Below are entries; work out how many of their lines include the string "during", and reply with the number only.

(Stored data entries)
☆ ☆ ☆ ☆ ☆ ☆ ☆

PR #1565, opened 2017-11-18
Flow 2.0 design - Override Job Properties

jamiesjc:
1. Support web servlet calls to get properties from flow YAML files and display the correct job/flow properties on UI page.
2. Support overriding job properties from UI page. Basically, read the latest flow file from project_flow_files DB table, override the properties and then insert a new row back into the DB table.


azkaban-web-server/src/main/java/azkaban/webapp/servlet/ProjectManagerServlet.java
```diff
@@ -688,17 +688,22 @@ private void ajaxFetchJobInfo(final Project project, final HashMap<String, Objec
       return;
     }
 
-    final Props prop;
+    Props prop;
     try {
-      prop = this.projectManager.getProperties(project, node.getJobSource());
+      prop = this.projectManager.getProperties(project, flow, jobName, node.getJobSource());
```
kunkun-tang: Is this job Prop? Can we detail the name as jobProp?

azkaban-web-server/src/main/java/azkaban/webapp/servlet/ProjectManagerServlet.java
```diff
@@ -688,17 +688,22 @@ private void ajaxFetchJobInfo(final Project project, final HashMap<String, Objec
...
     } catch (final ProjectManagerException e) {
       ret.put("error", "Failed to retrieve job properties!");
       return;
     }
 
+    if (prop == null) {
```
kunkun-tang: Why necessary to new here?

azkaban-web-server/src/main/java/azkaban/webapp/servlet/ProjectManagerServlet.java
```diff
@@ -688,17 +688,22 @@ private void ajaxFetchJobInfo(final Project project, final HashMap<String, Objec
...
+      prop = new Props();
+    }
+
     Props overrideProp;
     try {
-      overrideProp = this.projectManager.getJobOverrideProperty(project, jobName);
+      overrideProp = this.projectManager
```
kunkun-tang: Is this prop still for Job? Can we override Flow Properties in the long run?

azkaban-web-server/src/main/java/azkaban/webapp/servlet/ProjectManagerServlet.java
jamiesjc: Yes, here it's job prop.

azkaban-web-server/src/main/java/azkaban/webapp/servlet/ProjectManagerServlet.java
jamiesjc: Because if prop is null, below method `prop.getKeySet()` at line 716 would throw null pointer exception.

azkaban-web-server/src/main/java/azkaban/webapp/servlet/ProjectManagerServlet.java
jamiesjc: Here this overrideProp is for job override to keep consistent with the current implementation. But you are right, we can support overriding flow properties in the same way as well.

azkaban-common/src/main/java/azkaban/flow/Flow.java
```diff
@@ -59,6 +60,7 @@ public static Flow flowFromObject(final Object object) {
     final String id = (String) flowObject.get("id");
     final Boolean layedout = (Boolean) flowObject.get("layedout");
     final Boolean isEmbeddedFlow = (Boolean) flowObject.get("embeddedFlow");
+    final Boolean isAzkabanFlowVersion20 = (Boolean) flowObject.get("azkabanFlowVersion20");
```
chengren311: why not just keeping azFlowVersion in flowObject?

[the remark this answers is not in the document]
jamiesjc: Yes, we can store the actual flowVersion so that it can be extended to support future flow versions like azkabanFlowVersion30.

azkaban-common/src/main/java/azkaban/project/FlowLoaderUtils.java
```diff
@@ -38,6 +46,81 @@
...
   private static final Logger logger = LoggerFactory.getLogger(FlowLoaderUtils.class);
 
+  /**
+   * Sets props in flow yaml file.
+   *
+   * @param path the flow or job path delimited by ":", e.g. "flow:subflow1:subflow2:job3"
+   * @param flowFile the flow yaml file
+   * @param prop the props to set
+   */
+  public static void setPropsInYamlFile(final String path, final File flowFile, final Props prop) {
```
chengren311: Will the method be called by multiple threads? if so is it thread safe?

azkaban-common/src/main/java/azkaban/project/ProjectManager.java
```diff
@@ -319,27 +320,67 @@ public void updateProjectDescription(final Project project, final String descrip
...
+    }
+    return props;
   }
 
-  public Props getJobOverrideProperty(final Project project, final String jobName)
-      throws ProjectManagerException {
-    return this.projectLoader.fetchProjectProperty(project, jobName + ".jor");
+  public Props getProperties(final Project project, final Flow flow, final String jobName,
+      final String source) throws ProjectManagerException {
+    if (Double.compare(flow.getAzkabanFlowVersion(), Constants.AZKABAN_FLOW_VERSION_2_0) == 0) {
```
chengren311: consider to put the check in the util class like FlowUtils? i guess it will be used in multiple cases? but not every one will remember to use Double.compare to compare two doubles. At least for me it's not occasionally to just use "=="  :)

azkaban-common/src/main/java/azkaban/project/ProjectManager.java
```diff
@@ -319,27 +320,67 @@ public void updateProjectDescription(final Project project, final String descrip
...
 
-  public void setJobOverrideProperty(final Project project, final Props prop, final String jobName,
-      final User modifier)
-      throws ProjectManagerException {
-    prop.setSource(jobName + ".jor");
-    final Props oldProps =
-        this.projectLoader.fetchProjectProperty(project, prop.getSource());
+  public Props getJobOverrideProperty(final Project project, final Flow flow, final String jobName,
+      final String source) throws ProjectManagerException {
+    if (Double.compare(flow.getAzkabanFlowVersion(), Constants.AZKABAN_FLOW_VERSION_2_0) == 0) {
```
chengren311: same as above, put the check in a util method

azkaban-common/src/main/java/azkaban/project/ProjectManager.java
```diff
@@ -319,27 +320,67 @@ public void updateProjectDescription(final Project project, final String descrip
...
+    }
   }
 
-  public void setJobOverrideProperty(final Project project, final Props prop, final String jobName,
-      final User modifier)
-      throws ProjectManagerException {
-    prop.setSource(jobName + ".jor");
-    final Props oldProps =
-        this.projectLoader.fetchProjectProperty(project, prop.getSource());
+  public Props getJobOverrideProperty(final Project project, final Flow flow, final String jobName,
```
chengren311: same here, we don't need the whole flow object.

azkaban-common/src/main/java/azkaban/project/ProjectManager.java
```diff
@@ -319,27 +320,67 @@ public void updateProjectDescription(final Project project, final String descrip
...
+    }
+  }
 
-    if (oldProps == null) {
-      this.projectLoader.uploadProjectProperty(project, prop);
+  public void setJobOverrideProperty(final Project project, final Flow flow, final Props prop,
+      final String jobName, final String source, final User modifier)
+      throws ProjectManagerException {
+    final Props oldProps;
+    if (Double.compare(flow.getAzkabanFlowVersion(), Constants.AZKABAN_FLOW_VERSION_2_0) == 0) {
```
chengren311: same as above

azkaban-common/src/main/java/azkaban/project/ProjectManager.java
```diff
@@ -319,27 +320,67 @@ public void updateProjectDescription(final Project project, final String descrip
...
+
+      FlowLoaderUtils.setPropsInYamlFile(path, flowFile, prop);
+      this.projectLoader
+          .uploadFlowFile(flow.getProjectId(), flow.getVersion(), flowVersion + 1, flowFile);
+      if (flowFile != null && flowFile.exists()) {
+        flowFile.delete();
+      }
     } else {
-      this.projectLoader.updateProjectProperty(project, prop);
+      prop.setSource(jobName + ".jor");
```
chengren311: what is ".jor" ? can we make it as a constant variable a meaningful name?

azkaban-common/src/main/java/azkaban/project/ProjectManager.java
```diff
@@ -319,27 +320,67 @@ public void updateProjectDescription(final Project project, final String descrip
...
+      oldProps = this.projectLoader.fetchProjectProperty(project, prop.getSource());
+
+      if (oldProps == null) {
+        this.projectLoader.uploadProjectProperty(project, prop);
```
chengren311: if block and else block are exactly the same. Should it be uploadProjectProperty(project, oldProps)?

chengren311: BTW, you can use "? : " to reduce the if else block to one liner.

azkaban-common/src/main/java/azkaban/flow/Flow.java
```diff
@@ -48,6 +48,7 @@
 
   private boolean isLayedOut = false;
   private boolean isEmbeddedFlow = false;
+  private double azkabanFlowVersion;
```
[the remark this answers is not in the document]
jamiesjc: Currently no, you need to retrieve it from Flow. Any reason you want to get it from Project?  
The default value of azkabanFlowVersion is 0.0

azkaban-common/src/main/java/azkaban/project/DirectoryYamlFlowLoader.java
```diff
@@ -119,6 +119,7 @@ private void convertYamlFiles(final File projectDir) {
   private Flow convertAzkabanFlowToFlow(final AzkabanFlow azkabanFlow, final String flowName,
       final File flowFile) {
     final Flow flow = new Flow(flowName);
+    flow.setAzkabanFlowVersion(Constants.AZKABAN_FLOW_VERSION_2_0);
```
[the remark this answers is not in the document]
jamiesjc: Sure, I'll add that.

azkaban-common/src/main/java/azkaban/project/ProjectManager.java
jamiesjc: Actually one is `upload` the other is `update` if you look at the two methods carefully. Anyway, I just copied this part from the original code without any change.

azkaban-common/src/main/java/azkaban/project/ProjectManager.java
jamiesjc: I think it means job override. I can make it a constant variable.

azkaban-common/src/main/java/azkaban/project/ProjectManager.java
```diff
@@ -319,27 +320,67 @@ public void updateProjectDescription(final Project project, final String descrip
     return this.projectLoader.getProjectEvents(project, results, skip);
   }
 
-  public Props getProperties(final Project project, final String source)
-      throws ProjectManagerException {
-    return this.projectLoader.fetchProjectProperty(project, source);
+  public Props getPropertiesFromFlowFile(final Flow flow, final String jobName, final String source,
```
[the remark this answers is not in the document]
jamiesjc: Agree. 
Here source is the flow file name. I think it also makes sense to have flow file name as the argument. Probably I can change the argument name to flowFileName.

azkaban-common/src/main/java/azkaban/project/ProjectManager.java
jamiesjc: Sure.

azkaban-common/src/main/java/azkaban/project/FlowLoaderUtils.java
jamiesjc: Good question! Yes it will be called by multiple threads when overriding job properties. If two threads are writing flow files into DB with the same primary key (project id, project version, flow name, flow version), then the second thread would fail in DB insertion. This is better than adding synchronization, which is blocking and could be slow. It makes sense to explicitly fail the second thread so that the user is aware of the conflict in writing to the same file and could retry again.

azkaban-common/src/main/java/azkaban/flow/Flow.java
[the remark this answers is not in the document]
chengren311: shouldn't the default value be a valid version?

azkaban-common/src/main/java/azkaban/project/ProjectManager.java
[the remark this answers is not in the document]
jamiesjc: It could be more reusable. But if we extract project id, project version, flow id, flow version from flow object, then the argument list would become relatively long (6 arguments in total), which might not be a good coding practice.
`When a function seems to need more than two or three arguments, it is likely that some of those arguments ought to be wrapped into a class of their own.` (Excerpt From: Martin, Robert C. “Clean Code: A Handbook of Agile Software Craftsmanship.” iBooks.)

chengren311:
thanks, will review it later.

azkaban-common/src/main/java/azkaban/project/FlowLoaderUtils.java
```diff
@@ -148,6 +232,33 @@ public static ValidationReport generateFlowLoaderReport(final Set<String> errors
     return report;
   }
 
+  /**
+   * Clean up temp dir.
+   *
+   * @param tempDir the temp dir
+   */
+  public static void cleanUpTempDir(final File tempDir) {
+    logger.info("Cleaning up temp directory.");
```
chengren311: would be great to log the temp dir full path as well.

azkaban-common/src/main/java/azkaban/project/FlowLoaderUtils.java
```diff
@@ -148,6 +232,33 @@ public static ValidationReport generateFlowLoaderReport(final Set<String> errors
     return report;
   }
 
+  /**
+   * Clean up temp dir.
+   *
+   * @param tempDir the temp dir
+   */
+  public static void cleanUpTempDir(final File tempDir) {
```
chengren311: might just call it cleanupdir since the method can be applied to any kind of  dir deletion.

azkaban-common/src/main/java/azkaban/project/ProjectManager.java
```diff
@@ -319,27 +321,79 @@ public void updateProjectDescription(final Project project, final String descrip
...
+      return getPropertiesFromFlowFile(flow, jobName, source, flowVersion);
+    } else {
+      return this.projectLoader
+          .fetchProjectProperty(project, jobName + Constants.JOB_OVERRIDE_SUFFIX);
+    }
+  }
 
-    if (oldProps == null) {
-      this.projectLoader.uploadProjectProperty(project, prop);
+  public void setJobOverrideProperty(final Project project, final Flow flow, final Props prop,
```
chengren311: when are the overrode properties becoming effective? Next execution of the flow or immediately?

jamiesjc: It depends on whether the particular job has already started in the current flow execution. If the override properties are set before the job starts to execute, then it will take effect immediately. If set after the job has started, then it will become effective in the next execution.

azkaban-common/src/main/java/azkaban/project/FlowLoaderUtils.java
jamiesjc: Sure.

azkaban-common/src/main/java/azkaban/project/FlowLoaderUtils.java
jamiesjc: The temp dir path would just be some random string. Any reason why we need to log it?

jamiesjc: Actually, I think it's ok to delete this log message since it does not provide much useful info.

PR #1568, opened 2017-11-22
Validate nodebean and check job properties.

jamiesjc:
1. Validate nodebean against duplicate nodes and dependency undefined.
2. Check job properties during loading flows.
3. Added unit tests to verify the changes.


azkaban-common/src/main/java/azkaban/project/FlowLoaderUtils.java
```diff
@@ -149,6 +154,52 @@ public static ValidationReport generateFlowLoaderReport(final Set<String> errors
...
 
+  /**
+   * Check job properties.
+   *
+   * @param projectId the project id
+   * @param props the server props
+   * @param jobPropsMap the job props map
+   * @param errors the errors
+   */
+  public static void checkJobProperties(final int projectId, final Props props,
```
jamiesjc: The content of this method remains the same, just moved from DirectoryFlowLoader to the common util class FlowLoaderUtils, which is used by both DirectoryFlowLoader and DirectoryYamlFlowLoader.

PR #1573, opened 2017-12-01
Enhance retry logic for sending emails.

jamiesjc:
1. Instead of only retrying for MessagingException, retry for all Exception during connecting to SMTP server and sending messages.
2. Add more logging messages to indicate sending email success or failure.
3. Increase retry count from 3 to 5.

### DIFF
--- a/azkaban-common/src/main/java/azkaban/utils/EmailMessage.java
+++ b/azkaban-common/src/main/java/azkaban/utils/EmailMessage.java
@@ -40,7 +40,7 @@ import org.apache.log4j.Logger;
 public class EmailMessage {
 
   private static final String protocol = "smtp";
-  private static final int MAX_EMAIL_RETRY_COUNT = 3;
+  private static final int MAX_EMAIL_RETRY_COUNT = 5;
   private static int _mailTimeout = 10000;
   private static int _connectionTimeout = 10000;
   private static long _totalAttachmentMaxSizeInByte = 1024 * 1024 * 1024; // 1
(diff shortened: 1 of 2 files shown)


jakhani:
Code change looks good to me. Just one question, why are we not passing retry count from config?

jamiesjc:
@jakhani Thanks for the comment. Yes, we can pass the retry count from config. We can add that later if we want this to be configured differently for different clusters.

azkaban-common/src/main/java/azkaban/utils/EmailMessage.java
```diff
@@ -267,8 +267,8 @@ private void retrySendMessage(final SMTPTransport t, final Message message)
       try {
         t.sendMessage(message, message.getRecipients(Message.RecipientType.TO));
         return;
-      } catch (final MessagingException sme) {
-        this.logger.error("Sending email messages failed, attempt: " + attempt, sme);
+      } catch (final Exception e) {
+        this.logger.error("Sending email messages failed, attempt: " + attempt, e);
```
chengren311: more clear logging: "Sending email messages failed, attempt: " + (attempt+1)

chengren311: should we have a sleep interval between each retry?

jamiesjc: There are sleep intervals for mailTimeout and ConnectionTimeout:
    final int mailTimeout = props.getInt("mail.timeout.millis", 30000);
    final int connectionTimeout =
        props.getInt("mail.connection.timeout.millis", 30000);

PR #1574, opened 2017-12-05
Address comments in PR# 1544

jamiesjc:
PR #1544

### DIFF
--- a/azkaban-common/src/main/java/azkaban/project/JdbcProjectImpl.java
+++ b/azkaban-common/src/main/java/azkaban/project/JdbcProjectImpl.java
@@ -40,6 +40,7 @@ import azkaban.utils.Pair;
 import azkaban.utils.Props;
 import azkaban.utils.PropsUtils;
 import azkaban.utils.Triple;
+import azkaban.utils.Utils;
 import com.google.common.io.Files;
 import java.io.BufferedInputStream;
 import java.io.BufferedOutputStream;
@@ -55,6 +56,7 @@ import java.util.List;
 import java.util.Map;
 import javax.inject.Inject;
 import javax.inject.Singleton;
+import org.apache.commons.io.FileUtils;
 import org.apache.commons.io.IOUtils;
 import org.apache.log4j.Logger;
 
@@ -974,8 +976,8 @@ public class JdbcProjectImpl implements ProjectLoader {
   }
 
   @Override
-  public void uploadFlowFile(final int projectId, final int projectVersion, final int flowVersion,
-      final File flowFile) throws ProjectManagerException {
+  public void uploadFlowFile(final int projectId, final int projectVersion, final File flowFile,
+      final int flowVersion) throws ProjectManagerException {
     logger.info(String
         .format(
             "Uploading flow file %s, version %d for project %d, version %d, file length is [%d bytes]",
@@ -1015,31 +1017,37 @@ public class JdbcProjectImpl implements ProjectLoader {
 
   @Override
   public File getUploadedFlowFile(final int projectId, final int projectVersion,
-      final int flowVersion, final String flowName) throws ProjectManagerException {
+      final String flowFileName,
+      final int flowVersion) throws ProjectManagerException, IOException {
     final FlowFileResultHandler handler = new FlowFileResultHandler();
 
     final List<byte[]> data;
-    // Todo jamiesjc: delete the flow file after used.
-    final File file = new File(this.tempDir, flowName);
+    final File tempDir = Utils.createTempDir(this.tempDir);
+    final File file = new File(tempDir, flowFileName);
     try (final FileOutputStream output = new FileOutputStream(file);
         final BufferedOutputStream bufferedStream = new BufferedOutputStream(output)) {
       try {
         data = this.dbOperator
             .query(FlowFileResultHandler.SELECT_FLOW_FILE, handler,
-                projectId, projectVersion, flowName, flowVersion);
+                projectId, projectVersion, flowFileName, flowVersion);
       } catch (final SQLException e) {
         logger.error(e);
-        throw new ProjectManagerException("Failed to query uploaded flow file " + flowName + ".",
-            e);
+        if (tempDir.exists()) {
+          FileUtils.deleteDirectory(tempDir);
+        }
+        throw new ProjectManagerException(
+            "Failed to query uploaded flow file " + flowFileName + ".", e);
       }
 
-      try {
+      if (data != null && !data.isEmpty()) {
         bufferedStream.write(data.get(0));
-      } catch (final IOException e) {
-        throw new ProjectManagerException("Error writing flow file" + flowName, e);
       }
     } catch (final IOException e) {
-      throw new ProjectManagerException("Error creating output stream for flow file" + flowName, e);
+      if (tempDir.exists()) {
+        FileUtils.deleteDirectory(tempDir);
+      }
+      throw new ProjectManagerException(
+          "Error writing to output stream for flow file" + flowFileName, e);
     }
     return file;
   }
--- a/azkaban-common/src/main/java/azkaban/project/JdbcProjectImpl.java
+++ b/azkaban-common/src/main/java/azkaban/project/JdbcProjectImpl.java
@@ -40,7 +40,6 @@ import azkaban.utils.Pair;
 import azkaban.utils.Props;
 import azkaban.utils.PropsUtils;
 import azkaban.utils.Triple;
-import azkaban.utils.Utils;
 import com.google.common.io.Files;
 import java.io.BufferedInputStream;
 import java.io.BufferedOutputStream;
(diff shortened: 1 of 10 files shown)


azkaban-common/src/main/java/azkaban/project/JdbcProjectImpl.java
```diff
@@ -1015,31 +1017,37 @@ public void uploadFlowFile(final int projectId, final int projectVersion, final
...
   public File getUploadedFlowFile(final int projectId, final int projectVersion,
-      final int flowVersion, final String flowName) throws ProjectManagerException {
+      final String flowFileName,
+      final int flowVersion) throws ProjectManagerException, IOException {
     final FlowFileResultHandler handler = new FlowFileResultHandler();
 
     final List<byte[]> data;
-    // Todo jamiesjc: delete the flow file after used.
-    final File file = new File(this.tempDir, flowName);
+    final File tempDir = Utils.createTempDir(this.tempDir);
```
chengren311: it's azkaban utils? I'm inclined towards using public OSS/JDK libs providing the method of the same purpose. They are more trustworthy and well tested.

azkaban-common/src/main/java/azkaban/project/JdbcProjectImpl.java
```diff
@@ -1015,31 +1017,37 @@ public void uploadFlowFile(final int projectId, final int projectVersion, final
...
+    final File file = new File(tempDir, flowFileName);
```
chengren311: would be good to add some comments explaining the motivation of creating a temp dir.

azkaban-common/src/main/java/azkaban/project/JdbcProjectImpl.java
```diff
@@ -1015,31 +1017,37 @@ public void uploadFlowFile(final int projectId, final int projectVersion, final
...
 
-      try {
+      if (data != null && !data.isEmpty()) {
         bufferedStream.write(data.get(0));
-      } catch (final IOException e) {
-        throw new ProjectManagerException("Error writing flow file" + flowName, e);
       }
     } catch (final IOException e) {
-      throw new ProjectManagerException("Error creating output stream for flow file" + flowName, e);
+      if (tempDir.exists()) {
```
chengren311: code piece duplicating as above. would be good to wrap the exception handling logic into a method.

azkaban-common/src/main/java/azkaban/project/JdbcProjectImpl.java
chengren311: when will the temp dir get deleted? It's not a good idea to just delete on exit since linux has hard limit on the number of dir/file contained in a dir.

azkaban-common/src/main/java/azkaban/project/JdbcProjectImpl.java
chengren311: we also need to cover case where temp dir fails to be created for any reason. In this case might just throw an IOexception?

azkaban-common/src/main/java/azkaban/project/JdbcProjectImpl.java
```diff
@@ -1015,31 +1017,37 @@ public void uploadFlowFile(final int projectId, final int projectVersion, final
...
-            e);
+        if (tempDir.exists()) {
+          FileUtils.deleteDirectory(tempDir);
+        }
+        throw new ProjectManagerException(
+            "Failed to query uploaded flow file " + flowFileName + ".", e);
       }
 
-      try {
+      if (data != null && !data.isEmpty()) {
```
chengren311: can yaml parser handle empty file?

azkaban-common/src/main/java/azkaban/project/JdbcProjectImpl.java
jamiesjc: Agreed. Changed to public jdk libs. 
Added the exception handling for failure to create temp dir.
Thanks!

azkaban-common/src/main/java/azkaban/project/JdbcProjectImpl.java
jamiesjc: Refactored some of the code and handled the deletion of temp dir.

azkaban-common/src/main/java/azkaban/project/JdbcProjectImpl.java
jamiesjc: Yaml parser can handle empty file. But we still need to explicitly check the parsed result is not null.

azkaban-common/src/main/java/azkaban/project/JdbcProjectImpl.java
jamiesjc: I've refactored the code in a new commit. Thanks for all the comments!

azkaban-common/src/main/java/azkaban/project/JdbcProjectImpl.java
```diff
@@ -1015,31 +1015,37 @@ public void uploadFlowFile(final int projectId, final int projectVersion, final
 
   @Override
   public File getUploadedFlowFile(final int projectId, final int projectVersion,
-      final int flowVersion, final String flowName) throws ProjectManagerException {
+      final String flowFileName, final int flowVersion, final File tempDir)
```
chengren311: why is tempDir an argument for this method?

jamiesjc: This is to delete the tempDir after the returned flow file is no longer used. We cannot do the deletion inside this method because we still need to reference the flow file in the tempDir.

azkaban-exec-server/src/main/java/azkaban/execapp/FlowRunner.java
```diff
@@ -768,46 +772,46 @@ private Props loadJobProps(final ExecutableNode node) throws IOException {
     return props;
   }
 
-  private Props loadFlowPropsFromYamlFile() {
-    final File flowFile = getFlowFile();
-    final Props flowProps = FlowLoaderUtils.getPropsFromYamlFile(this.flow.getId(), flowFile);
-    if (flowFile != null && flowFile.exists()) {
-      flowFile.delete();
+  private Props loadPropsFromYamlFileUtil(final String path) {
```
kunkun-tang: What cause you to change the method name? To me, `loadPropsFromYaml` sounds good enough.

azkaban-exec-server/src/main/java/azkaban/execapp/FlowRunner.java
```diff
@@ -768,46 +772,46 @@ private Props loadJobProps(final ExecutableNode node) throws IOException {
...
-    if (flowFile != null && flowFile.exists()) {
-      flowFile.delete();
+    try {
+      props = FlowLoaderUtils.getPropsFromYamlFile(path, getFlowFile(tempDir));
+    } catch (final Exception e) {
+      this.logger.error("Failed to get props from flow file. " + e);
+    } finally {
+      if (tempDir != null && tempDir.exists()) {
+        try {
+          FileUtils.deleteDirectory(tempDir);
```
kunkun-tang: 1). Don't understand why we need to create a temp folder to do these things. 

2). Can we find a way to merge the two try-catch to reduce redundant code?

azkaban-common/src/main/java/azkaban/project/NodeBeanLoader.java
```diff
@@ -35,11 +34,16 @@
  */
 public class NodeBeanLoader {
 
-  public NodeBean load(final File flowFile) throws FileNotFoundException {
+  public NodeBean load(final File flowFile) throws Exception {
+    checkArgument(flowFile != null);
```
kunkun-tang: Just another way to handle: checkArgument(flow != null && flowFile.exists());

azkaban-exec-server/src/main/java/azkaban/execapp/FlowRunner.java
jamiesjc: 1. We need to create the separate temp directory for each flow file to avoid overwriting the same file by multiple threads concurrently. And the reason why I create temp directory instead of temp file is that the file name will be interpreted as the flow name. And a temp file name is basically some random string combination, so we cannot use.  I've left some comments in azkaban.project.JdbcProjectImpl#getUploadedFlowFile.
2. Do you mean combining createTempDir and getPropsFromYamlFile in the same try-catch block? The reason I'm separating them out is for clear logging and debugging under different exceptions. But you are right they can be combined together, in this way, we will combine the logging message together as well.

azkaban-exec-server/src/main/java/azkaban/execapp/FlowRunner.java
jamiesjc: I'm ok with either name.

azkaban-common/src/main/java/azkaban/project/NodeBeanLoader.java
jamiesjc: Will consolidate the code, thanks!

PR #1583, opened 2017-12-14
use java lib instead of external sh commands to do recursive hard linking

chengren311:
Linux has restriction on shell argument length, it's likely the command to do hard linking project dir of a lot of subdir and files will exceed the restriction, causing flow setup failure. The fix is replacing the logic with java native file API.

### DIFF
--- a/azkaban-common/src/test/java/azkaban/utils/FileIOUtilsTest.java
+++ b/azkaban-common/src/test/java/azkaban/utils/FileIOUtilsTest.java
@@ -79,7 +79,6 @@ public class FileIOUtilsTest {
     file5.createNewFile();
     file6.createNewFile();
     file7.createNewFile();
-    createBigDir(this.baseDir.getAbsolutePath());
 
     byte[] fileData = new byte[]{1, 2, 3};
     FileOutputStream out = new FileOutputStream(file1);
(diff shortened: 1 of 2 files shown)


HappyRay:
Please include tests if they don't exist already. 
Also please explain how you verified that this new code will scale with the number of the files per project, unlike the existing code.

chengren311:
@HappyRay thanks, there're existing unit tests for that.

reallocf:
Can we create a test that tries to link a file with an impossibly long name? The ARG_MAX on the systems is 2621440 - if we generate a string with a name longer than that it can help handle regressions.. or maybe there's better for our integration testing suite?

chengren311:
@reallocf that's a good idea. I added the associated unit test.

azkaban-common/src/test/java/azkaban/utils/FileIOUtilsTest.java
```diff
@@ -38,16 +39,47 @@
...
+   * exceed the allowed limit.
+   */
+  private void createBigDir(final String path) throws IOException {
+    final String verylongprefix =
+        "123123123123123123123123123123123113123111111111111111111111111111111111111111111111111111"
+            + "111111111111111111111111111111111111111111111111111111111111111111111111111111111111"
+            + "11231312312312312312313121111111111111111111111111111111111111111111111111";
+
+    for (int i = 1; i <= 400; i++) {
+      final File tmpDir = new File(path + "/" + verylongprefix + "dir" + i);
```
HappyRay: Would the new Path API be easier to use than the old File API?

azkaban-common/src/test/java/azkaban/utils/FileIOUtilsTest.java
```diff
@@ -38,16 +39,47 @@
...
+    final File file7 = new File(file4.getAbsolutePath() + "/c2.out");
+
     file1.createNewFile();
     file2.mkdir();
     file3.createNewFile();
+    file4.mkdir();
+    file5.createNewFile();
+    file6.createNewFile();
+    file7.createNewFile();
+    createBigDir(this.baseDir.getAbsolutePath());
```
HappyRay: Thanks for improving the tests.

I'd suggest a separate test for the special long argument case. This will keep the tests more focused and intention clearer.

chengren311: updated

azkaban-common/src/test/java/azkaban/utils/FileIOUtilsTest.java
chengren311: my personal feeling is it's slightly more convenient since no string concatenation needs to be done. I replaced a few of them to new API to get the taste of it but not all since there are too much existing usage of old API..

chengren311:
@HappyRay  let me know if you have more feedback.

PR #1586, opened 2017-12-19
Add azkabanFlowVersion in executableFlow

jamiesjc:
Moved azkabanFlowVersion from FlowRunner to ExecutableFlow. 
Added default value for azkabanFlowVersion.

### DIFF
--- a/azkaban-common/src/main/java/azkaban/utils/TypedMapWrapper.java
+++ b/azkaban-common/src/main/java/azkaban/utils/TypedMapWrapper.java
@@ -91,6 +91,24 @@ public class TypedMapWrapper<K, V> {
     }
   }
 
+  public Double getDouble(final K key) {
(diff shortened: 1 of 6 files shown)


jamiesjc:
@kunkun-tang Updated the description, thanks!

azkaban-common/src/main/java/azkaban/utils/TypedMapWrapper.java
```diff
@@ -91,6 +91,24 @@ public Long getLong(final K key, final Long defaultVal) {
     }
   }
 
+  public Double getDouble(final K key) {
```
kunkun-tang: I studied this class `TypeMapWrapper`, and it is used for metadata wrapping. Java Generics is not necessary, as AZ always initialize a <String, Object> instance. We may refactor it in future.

☆ ☆ ☆ ☆ ☆ ☆ ☆

__Output of the exercise__: 2